■ TASK:
Repeat only the lines below from the one containing "(diff shortened: 2 of 2 files shown)" through the one containing "the current codebase.", inclusive, exactly as written.
--- PROVIDED ENTRIES Enclosed Below ---
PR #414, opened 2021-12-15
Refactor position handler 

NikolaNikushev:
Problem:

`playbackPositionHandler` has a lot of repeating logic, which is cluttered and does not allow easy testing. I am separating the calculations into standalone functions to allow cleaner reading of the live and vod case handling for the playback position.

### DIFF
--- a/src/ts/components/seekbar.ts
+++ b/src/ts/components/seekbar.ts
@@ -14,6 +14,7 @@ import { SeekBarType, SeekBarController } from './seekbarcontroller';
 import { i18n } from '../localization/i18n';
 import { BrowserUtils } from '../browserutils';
--- End of Enclosed PROVIDED ENTRIES ---
--- PROVIDED ENTRIES Enclosed Below ---
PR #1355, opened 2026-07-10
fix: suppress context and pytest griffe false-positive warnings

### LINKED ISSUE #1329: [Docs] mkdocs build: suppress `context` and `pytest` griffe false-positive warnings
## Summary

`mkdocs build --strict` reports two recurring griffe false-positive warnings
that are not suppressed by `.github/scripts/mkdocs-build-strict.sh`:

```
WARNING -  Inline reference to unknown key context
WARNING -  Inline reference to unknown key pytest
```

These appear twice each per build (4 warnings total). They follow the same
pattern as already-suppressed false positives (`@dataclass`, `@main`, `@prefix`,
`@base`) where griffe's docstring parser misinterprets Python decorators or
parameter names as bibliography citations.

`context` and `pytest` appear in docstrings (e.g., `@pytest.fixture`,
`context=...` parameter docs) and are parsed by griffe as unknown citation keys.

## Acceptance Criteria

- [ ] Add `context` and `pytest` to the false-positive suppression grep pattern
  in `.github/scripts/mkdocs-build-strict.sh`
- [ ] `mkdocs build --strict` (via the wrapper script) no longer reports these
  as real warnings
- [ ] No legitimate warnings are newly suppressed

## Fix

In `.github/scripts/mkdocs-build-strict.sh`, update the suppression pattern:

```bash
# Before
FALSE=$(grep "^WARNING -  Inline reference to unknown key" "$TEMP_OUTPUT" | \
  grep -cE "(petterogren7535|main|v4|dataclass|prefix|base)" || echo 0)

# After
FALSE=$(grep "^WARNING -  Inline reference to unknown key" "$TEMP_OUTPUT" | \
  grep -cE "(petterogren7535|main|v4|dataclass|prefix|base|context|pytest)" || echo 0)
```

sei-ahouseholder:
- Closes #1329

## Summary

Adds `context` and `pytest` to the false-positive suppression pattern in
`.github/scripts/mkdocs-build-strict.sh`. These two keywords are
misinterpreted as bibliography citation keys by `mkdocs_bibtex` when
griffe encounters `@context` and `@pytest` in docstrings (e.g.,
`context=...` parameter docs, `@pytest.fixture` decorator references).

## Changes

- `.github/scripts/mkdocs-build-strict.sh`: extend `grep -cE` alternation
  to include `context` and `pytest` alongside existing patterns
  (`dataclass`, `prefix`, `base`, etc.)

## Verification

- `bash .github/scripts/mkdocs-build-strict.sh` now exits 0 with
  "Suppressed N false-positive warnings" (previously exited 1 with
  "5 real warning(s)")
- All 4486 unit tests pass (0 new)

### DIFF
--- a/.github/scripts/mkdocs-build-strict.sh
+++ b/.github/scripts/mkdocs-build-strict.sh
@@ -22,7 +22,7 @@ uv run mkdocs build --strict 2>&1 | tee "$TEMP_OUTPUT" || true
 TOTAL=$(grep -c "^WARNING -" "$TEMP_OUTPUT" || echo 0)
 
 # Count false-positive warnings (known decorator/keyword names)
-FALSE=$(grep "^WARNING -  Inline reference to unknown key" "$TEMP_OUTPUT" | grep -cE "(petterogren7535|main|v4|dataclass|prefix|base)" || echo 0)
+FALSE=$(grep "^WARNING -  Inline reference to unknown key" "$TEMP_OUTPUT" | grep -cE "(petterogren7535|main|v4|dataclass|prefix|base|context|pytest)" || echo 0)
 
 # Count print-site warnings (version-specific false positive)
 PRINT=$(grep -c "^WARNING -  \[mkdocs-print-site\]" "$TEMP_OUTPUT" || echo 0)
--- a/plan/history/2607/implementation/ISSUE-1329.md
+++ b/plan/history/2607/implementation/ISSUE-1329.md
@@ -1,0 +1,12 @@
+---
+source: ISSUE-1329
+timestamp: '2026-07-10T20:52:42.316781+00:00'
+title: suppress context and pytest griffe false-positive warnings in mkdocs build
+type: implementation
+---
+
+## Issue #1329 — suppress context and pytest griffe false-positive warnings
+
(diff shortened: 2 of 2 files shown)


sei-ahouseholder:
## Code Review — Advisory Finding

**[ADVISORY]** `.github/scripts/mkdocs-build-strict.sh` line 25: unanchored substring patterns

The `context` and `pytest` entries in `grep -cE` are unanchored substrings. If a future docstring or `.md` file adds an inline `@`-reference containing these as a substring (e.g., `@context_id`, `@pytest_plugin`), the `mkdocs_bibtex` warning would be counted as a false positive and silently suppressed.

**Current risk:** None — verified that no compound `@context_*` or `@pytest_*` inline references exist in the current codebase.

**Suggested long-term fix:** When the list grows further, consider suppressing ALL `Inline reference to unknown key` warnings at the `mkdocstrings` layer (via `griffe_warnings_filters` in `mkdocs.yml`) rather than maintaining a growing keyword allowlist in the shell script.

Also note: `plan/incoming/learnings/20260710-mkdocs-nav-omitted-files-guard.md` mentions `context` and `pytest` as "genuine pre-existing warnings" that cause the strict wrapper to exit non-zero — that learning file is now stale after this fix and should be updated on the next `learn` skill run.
--- End of Enclosed PROVIDED ENTRIES ---
--- PROVIDED ENTRIES Enclosed Below ---
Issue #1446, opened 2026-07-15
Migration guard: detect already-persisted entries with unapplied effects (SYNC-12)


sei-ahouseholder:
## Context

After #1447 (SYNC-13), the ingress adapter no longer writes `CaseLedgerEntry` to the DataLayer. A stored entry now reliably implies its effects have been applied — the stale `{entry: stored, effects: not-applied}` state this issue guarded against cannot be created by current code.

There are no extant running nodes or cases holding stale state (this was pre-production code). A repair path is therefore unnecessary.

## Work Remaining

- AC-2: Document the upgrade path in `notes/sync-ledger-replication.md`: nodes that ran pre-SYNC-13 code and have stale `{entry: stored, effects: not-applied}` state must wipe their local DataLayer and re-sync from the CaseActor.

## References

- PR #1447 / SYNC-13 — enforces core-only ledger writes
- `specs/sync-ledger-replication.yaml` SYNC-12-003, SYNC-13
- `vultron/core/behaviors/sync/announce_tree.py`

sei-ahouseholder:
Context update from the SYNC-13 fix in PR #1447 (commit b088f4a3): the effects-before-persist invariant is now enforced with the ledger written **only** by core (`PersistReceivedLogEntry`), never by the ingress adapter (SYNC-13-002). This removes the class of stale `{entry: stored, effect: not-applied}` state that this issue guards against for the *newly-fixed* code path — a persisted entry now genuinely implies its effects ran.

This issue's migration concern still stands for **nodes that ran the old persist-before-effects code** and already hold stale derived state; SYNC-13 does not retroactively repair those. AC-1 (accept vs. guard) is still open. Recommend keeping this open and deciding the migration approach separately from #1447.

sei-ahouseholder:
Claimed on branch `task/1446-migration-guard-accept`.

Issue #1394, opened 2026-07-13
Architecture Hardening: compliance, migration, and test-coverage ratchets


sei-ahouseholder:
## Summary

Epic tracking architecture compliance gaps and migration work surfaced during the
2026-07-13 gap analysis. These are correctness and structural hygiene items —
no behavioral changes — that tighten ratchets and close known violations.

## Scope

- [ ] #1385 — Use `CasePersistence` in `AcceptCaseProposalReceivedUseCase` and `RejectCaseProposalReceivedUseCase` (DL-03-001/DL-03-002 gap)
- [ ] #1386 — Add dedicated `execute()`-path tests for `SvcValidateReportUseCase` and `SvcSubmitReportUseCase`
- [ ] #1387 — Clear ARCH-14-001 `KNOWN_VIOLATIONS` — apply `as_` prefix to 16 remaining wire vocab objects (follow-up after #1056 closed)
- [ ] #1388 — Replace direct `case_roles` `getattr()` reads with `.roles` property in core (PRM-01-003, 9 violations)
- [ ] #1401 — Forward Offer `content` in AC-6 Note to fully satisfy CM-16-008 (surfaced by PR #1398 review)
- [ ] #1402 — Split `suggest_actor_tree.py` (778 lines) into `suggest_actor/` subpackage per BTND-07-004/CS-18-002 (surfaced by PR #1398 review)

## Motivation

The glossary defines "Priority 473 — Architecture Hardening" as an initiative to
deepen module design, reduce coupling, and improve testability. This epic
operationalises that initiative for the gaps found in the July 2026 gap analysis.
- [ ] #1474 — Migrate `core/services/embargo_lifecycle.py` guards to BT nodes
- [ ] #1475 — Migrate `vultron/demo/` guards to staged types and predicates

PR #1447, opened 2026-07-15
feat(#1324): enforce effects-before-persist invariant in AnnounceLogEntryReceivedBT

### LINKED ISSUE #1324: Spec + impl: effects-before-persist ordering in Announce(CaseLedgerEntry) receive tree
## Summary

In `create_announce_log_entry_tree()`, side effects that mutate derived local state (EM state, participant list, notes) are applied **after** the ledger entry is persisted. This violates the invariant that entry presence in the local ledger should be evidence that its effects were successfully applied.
--- End of Enclosed PROVIDED ENTRIES ---
■ RESPONSE:
(diff shortened: 2 of 2 files shown)


sei-ahouseholder:
## Code Review — Advisory Finding

**[ADVISORY]** `.github/scripts/mkdocs-build-strict.sh` line 25: unanchored substring patterns

The `context` and `pytest` entries in `grep -cE` are unanchored substrings. If a future docstring or `.md` file adds an inline `@`-reference containing these as a substring (e.g., `@context_id`, `@pytest_plugin`), the `mkdocs_bibtex` warning would be counted as a false positive and silently suppressed.

**Current risk:** None — verified that no compound `@context_*` or `@pytest_*` inline references exist in the current codebase.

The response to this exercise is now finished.